───── Input
PR #465, opened 2026-08-08
Add Qwen Image Edit 2509 pipeline support

justinchuby:
## Summary

- add faithful `QwenImageEditPlusPipeline` detection for `Qwen/Qwen-Image-Edit-2509`, including its Qwen2.5-VL image-aware prompt encoder, Qwen Image transformer, normalized 3D VAE, processor assets, and FlowMatch Euler scheduler configuration
- align the denoiser with diffusers packed target/source latent tokens, non-contiguous text masks, text/image 3D RoPE, 256-wide timestep projection, target-token output slicing, and fp16 clipping
- add dedicated prompt-encoding, denoising, and edit-VAE tasks while preserving direct diffusers weight names
- emit onnx-genai image-edit runtime metadata for prompt templates, image sizing, latent packing, source conditioning, RoPE inputs, dynamic scheduler shifting, and component dataflow
- add official-config graph coverage plus reduced-config numerical, dtype, CUDA, real-source-image, and deterministic end-to-end diffusion-loop coverage
- rebase onto current `main` and adopt its fused `Swish` implementation; fold diffusers weight transposes immediately after loading and prevent inappropriate causal/GQA optimization of the bidirectional VAE reconstruction graph

## Validation

- rebased onto `origin/main` at `1e6f61f`
- `lintrunner -a` — full repository lint clean
- full non-integration suite — 3,872 passed, 58 skipped
- Qwen Image integration/CUDA selection — 6 passed
- schema/model coverage sweep — 923 passed, 217 skipped
- official `Qwen/Qwen-Image-Edit-2509` fp16 CUDA component CLI export with `--runtime onnx-genai` — succeeded and emitted `model.onnx`, FlowMatch metadata, tokenizer, Qwen2-VL image/video processor configs, and chat template
- RTX A1000, onnxruntime-gpu 1.28.0 CUDAExecutionProvider — profiled CUDA node execution on reduced configurations; fp32 CPU/CUDA parity passed; fp16 and bf16 outputs matched reduced diffusers references at `rtol=atol=1e-2`
- CUDA verbose partitioning — zero inserted Memcpy nodes

### Graph optimization evidence

A two-block fp16 CUDA Mobius graph after the standard optimization pipeline contains:

- 2 `Attention` nodes (one per layer); standard Attention is required because Qwen Image Edit needs an explicit padding bias, which correctly disqualifies Flash and contrib GQA
- 2 CSE-shared `Swish` nodes and 0 decomposed `Sigmoid` nodes
- 6 `SkipLayerNormalization` nodes
- 3 standard fused `Gelu` nodes
- 0 `Identity` nodes

After weights become constants, Mobius post-weight folding reduces `Transpose` from 39 to 8 and total nodes from 391 to 360; the eight remaining transposes are dynamic RoPE/attention layout changes, not weight-layout overhead. Diffusers pipeline loading now performs this fold for every component instead of leaving Linear weight transposes in the saved graph.

ORT CUDA `ORT_ENABLE_ALL` further produces 3 `FastGelu` nodes, keeps the 6 `SkipLayerNormalization` nodes, folds `Swish` into surrounding kernels, retains only 8 transposes, and inserts 0 memcpy nodes. These counts are locked by model regression coverage where the representation is controlled by Mobius.

The official-config, no-weight transformer graph remains 60 Attention layers with 0 Identity nodes; post-weight folding is validated on a reduced identical module tree because downloading the 57+ GB checkpoint is waived below.

## Golden provenance and semantics

The committed golden is a genuine independently generated **reduced Qwen Image Edit diffusion pipeline reference**, but it is **not generated with the official 20.4B checkpoint weights and is not an official-checkpoint perceptual output**.

Reference generation uses diffusers 0.39.0 with a seeded one-block `QwenImageTransformer2DModel` and seeded reduced `AutoencoderKLQwenImage` whose weights are copied into the separate Mobius ONNX graphs. The source is the real nonzero `testdata/pipeline-cat-chonk.jpeg`:

1. diffusers resizes and encodes the JPEG through the reduced Qwen Image VAE
2. it takes the posterior mode, applies Qwen latent mean/std normalization, and performs official 2x2 latent packing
──────────
What you have to do >> Print exactly the lines from the beginning of the entries through the line with "- emit onnx-genai". Output nothing more.

Written answer >>
PR #465, opened 2026-08-08
Add Qwen Image Edit 2509 pipeline support

justinchuby:
## Summary

- add faithful `QwenImageEditPlusPipeline` detection for `Qwen/Qwen-Image-Edit-2509`, including its Qwen2.5-VL image-aware prompt encoder, Qwen Image transformer, normalized 3D VAE, processor assets, and FlowMatch Euler scheduler configuration
- align the denoiser with diffusers packed target/source latent tokens, non-contiguous text masks, text/image 3D RoPE, 256-wide timestep projection, target-token output slicing, and fp16 clipping
- add dedicated prompt-encoding, denoising, and edit-VAE tasks while preserving direct diffusers weight names
- emit onnx-genai image-edit runtime metadata for prompt templates, image sizing, latent packing, source conditioning, RoPE inputs, dynamic scheduler shifting, and component dataflow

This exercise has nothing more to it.